Question

Let F(t)=0.01e^−0.2tbe the rate at which a chemical is produced during a reaction in milligrams per minute where t is in minutes. - Determine the antiderivative of F(t). - Draw the graph of F(t) and estimate the area between the graph and the t-axis from t=0 to t=5 minutes. - What are the units of ∫ _0^5 F(t)dt ? - Suppose at the start of the reaction, there are 2 milligrams of the chemical. Explain how to get the total amount of the chemical after ten minutes and compute it.

Answer 1

The antiderivative of F(t) = 0.01e^(-0.2t) is given by G(t) = -0.05e^(-0.2t) + C, where C is the constant of integration.

Step-by-step explanation:

The antiderivative of a function represents the reverse process of differentiation. For F(t) = 0.01e^(-0.2t), we find the antiderivative G(t) by applying the power rule for integration. The antiderivative is

G(t) = -0.05e^(-0.2t) + C, where C is the constant of integration. This constant is introduced because the derivative of a constant is zero, and when finding an antiderivative, we lose information about the constant term.

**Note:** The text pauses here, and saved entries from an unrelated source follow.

PR #1137, opened 2020-06-16
Checkin of python-lint.yml

dave3d:
Adapted from python-app.yml Github Action file.  That file sets up
an action that runs flake8 and pytest on any pull request.

For this one, the pytest call is removed, and flake8 is only run
on the Examples sub-directory.

### DIFF
--- a/.github/workflows/python-lint.yml
+++ b/.github/workflows/python-lint.yml
@@ -1,0 +1,29 @@
+name: Python Lint
+
+on:
+  push:
+    branches: [ master, release ]
+  pull_request:
+    branches: [ master, release ]
+
+jobs:
+  build:
+
+    runs-on: ubuntu-latest
+
+    steps:
+    - uses: actions/checkout@v2
+    - name: Set up Python 3.7
+      uses: actions/setup-python@v2
+      with:
+        python-version: 3.7
+    - name: Install dependencies
+      run: |
+        python -m pip install --upgrade pip
+        pip install flake8
+    - name: Lint with flake8
+      run: |
+        # stop the build if there are Python syntax errors or undefined names
+        flake8 Examples --count --select=E9,F63,F7,F82 --show-source --statistics
+        # exit-zero treats all errors as warnings. The GitHub editor is 127 chars wide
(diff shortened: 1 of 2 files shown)


.github/workflows/python-lint.yml
```diff
@@ -0,0 +1,33 @@
...
+    - uses: actions/checkout@v2
+    - name: Set up Python 3.7
+      uses: actions/setup-python@v2
+      with:
+        python-version: 3.7
+    - name: Install dependencies
+      run: |
+        python -m pip install --upgrade pip
+        pip install flake8 pytest
+        if [ -f requirements.txt ]; then pip install -r requirements.txt; fi
```
blowekamp, line 27: This line is not needed.

dave3d: Oh, right.  I remember thinking that.  The script was autogenerated by Github.

blowekamp:
Any idea why this didn't trigger the GH Action? It would be great to check it works before we merge.

Should a root .flake8 file be added for options like line length?

```
 # stop the build if there are Python syntax errors or undefined names
 flake8 Examples --count --select=E9,F63,F7,F82 --show-source --statistics
 # exit-zero treats all errors as warnings. The GitHub editor is 127 chars wide
 flake8 Examples --count --exit-zero --max-complexity=10 --max-line-length=127 --statistics
```

This "select" is from the example, any idea if we should consider more problems errors to be more strict because if there is only a warning, the CI will not be read, and it won't be check. What do you think?

.github/workflows/python-lint.yml
```diff
@@ -0,0 +1,32 @@
...
+    steps:
+    - uses: actions/checkout@v2
+    - name: Set up Python 3.7
+      uses: actions/setup-python@v2
+      with:
+        python-version: 3.7
+    - name: Install dependencies
+      run: |
+        python -m pip install --upgrade pip
+        pip install flake8 pytest
```
zivy, line 26: Is pytest needed here or can it be removed?

dave3d: Yeah, you're right.  Not needed.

To draw the graph of F(t) and estimate the area between the graph and the t-axis from t=0 to t=5 minutes, we would plot the function and find the definite integral ∫_0^5 F(t)dt. The units of this integral represent the area under the curve, which in this context is milligrams multiplied by minutes, giving milligram-minutes as the units.

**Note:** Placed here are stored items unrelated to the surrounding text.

PR #2315, opened 2025-06-10
Add pretty-format-json to pre-commit

blowekamp:
This changes the separate from " : " to ": " removing a space. This is not configurable with this hook.


zivy (approved):
Nice. 
Now the JSON files have both good function and consistent form. I don't think it's possible to maintain indenting/spacing consistency without an automated tool, at least I can't, so good addition to pre-commit.

PR #2317, opened 2025-06-10
ENH: Address changes in Fiji installation on windows.

zivy:
Newer versions of the Fiji distribution (5/2025 and later) now install in a directory called Fiji and the executable is
fiji-windows-x64.exe. Adding to the image viewer's default-executables list.


zivy:
@dave3d, Thanks for working on this. Which version of the Fiji distribution did you install, the JDK or JRE? It shouldn't matter, as both should work, but just that we know which.

dave3d (approved):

If at the start of the reaction there are 2 milligrams of the chemical, the total amount after ten minutes is found by evaluating G(t) at t=10 and subtracting the initial amount: G(10) - G(0) = [-0.05e^(-2) + C] - [-0.05e^(0) + C]. After simplifying, we get the final result, representing the total amount of the chemical after ten minutes.

Answer 2

The antiderivative of the function F(t) is -0.05e^{-0.2t} plus a constant. The units of the integrated function over time are in milligrams. To find the total chemical quantity after ten minutes, add the initial amount to the integral of the rate function from 0 to 10 minutes.

Step-by-step explanation:

Antiderivative of the Rate Function

The given rate function is F(t) = 0.01e^{-0.2t}. To find the antiderivative of F(t), we can use the basic rules of integration. The antiderivative of e^{ax} with respect to x is \frac{1}{a}e^{ax}. Therefore, the antiderivative of F(t) is -0.05e^{-0.2t} plus a constant of integration, C.

Graphing and Estimating Area

We would need to graph F(t) and look at the curve from t=0 to t=5 minutes. The exact area under the curve can be found by integrating F(t) from 0 to 5, which gives us the area as part of the solution to the previous part. This area can be estimated visually if the graph is drawn on a grid.

Units of the Area

The units of \int_0^5 F(t)\,dt are milligrams (mg), since the integration of a rate (mg per minute) over time (minutes) yields a quantity in milligrams.

Total Amount of the Chemical

To get the total amount of the chemical after ten minutes, we would add the initial amount to the integral of the rate function from 0 to 10.

So, the total amount is 2 mg + \int_0^{10} 0.01e^{-0.2t}\,dt. After calculating the integral, we obtain the total amount, which in this case is 2 + (0.01/-0.2)*(e^{-0.2*10}-1) mg.